DESCRIPTION OF THE TASK:
All lines from the one with "1) Open testbed" to the end of the listing below are to be transcribed exactly; both end lines are included, and no other lines are.

DATA FOR ANALYSIS:
[Start of section]
PR #423, opened 2017-04-17
Support for Full app conversion attribution and deep linking

sojanpr:
Support for Full app conversion attribution and deep linking
@aaustin @EvangelosG @Sarkar @dmitrig01 @derrickstaten

### DIFF
--- a/Branch-SDK/src/io/branch/referral/Branch.java
+++ b/Branch-SDK/src/io/branch/referral/Branch.java
@@ -291,8 +291,11 @@ public class Branch implements BranchViewHandler.IBranchViewEvents, SystemObserv
 
     private static boolean isLogging_ = false;
 
-    private static boolean checkInstallReferrer_ = false;
-    private static long PLAYSTORE_REFERRAL_FETCH_WAIT_FOR = 5000;
+    // Branch will wait for 1.5 sec to capture the install referrer inorder to provide
+    // accurate attribution . This will be only on the first time user open the app.
+    // @see to skip this please call {@link #disablePlayStoreReferrer() }
+    private static boolean checkInstallReferrer_ = true;
+    private static long PLAYSTORE_REFERRAL_FETCH_WAIT_FOR = 1500;
 
     /**
      * <p>A {@link Branch} object that is instantiated on init and holds the singleton instance of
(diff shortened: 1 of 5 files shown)


Branch-SDK/src/io/branch/referral/Branch.java
```diff
@@ -291,8 +291,11 @@
 
     private static boolean isLogging_ = false;
 
-    private static boolean checkInstallReferrer_ = false;
-    private static long PLAYSTORE_REFERRAL_FETCH_WAIT_FOR = 5000;
+    // Branch will wait for 1.5 sec to capture the install referrer inorder to provide
+    // accurate attribution . This will be only on the first time user open the app.
+    // @see to skip this please call {@link #disablePlayStoreReferrer() }
+    private static boolean checkInstallReferrer_ = true;
```
Sarkar: my only concern with this PR is setting this default to true, what are your thoughts @sojanpr

EvangelosG: I'm conflicted as well @Sarkar -- it's probably one of those things devs/users are never going to notice, but as a performance queen I would not want *any* SDK by default taking 1.5 seconds extra to gather something that 1) might not show up in time (1.5 seconds seems like it won't?) 2) I might not care about.

sojanpr: This is only for Install  and that happens only one time. Subsequent open will not have  this delay. We have option to reset it for any one who is worried  about this deal over accurate tracking.

EvangelosG: Yeah I saw it's only for installs, that's when you want the user to have the least delayed experience possible IMO. In my metric lacking opinion, playstore referrer information is a less utilized/more advanced feature(?). If you think **every** dev can benefit from this feature then it should be on, but our on-boarding/integration docs will have to cover it, I can already see the tickets in support "why does my app take longer to boot up on install???? I only want deep linking, why does it have to wait for something I'M NOT USING????!?!"

derrickstaten:
Per my comment in slack, it'd be great to have the Android and iOS functionality match up. On iOS, partners can specify the delay themselves (it's not fixed to 1.5 seconds). See https://github.com/BranchMetrics/ios-branch-deep-linking/blob/master/Branch-SDK/Branch-SDK/Branch.h#L519

Branch-SDK/src/io/branch/referral/Branch.java
```diff
@@ -459,6 +459,9 @@ public void setDebug() {
         enableTestMode();
     }
 
+    // Since play store referrer broadcast from google is few millisecond delayed, delay Branch init by calling this method for more accurate
+    // tracking and attribution. This will be only on the first time user open the app.
+    // Note : This method should be called in order to handle IA - Full app conversion deeplinking and attribution
```
aaustin: Let's add another note and please update with correctness:
`// Note: Recommend 1500 to capture more than 90% of the install referrer cases per our testing as of 4/2017`

aaustin:
Almost there. Let's just add the guidance on number to wait for

aaustin:
Looks good 👍

PR #424, opened 2017-04-19
Updating environment variable value

sojanpr:
Values are “INSTANT_APP”, and “FULL_APP”.
Note :Back end should provide backward compatibility to previous values “instant_app”, “native”

@derrickstaten @EvangelosG


EvangelosG:
👍

PR #426, opened 2017-04-26
Scroll view content discovery

sojanpr:
Adding scroll event capture to trigger scrape
Adding Max Discovery repeat time (mdr). Default is set to 15. This
is a variable which can control the max scrape scrape per path.
(Repeated discovery happens when DRI or ENABLE_SCROLL_WATCH is enabled)

Adding switch to enable scroll based trigger for list view
discovery.bnc_esw, Enables scroll watch for collection views.
Provided as part of Collection view data JSON

The new data structure for content keys and content data are updated in the below document along with the new control keys

@aaustin @EvangelosG @E-B-Smith


sojanpr:
moved to PR 427

PR #429, opened 2017-05-02
Adding support for Fragmented URLs

sojanpr:
Support for URLs with fragments. Fragments need to be last part of the
URL. Adding Branch query params before the fragments

Test Link  :https://bnctestbed.test-app.link/Q1cJyzAiPC#.456

Steps: 
1) Open testbed app by clicking above app link (App should show auto deeplink page)

2)  Move back to MainActivity and background the app

3) Resume the app (App should not navigate to auto deep link activity)

@aaustin @EvangelosG @mparul


aaustin:
looks good 👍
[End of section]
OUTPUT OF THE EXERCISE:
1) Open testbed app by clicking above app link (App should show auto deeplink page)

2)  Move back to MainActivity and background the app

3) Resume the app (App should not navigate to auto deep link activity)

@aaustin @EvangelosG @mparul


aaustin:
looks good 👍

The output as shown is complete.